What is your favorite "Apps"? This can be for iPhone, android, Kindle, Wii U, etc etc

I use snap chat, balloon tower defense (a game I'm addicted to), Facebook, and Fruit Ninja a lot. If you guys know any cool ones let me know and I'll try them out.


----------



## Vipera Magnifica (Jan 9, 2014)

There's a free game on iTunes called Swordigo. It's a 2D action platformer that I thought was quite fantastic for a free app (Though idk if they raised the price now).
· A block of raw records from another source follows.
PR #1855, opened 2021-05-24
Fix regression on null PK

### LINKED ISSUE #1832: Regression: Nightly throws 500 "Unexpected NULL"
### Environment

* PostgreSQL version: 13.2
* PostgREST version: nightly (d3a8b5f6e1f541c5c6cde9398a7ba6a95cdbdb88)
* Operating system: FreeBSD 13

### Description of issue

There's a regression after 343e41c51d6cad33383043abb4ef15dc54a32245

PostgREST throws 500 "Unexpected NULL" instead 201 "Created".

@wolfgangwalther, why had you removed null PK value processing on this? https://github.com/PostgREST/postgrest/blob/6670a3214bc2f74eac10ff32eb69a38db3807eaf/src/PostgREST/Query/SqlFragment.hs#L174

### Testcase
```PLpgSQL
DROP VIEW IF EXISTS test_bug;
DROP TABLE IF EXISTS test_a;
DROP TABLE IF EXISTS test_b;

CREATE TABLE test_b
(
    id int,

    PRIMARY KEY (id)
);

CREATE TABLE test_a
(
    id   int,
    b_id int,

    PRIMARY KEY (id),
    FOREIGN KEY (b_id) REFERENCES test_b
);

CREATE OR REPLACE VIEW test_bug AS
SELECT a.id, b.id AS b_id
FROM test_a AS a
     LEFT JOIN test_b AS b ON a.b_id = b.id;

CREATE RULE test_bug_insert AS ON INSERT TO test_bug DO INSTEAD
    INSERT INTO test_a(id, b_id) VALUES (new.id, new.b_id) RETURNING id, b_id;
```

```HTTP
POST http://postgrest/test_bug

{"id": 1}

...

{
  "message": "Row error: Wrong value parser used",
  "details": "Unexpected NULL"
}
```

drTr0jan:
Closes #1832

### DIFF
--- a/CHANGELOG.md
+++ b/CHANGELOG.md
@@ -28,6 +28,7 @@ This project adheres to [Semantic Versioning](http://semver.org/).
  - #1636, Fix `application/octet-stream` appending `charset=utf-8` - @steve-chavez
  - #1615, Fix RPC return type handling and embedding for domains with composite base type - @wolfgangwalther
  - #1469, #1638 Fix overloading of functions with unnamed arguments - @wolfgangwalther
+ - #1832, #1855 Fix regression on null PK - @drTr0jan
 
 ### Changed
 
--- a/src/PostgREST/Query/SqlFragment.hs
+++ b/src/PostgREST/Query/SqlFragment.hs
@@ -171,7 +171,7 @@ asBinaryF fieldName = "coalesce(string_agg(_postgrest_t." <> pgFmtIdent fieldNam
 locationF :: [Text] -> SqlFragment
 locationF pKeys = [qc|(
   WITH data AS (SELECT row_to_json(_) AS row FROM {sourceCTEName} AS _ LIMIT 1)
-  SELECT array_agg(json_data.key || '=eq.' || json_data.value)
+  SELECT array_agg(json_data.key || '=' || coalesce('eq.' || json_data.value, 'is.null'))
   FROM data CROSS JOIN json_each_text(data.row) AS json_data
   WHERE json_data.key IN ('{fmtPKeys}')
 )|]


CHANGELOG.md
```diff
@@ -28,6 +28,7 @@ This project adheres to [Semantic Versioning](http://semver.org/).
  - #1636, Fix `application/octet-stream` appending `charset=utf-8` - @steve-chavez
  - #1615, Fix RPC return type handling and embedding for domains with composite base type - @wolfgangwalther
  - #1469, #1638 Fix overloading of functions with unnamed arguments - @wolfgangwalther
+ - #1832, #1855 Fix regression on null PK - @drTr0jan
```
wolfgangwalther, line 31: We don't need to change the changelog manually, as we'll create it from the commit history.

wolfgangwalther (commented):
Thanks for the PR!

From the issue:

> Unfortunately I'm not good at Haskell for preparing tests, but I've tested the PR in my environment.

That's not hard. Just basically just need to copy the SQL reproduction posted in #1832 and add it to `test/fixtures/schema.sql`. The new view will need privileges in `test/fixtures/privileges.sql`. And then you can copy and adjust one of the location header tests in `tests/Feature/InsertSpec.hs`, e.g. this one:
https://github.com/PostgREST/postgrest/blob/4b46c4eff329c91dc13b26c78b266c7361ecace4/test/Feature/InsertSpec.hs#L114-L121

laurenceisla:
> Unfortunately I'm not good at Haskell for preparing tests, but I've tested the PR in my environment.

Hello, @drTr0jan I grabbed your commit and added a test in #1875

steve-chavez:
Superseded by #1875. Thank you for your work here @drTr0jan.

PR #1875, opened 2021-06-18
fix: Regression on null PK inserts on views for headers only representation

### LINKED ISSUE #1832: Regression: Nightly throws 500 "Unexpected NULL"

laurenceisla:
Closes #1832

Added the PR #1855 missing tests.


test/Feature/InsertSpec.hs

You should try it out.


----------



## Kung Fu Ferret (Sep 3, 2020)

Pokemon Go


----------



## IndigoClaudia (Sep 3, 2020)

Fire Emblem heroes.


----------



## Hydreigon25 (Sep 4, 2020)

sorry I forgot Pokémon Duels was dis-continued


----------



## Ys_ (Sep 15, 2020)

Hydreigon25 said:


> sorry I forgot Pokémon Duels was dis-continued


Awe :( yeah that one was entertaining 

My favorite app at least atm is lovelink. A choose your story sort of game but with a dating app as the base. It has a few storylines. Though if you do play it and you don't want to pay extra, I suggest focusing on only two or three storylines (matches) at a time :P


----------



## LadyJirachu (Dec 20, 2020)

Discord cos of my boyfriend :)


----------



## Greninlucarizardlup (Dec 20, 2020)

Discord. I love using it to talk to my friends and girlfriend.


----------



## LadyJirachu (Oct 29, 2021)

Another app I like a lot is Hello Sweet Days. It’s my usual dose of daily cuteness for now :P (I don’t have any pets, anyways, so sometimes I just vibe with fictional cute a lot….haha)


----------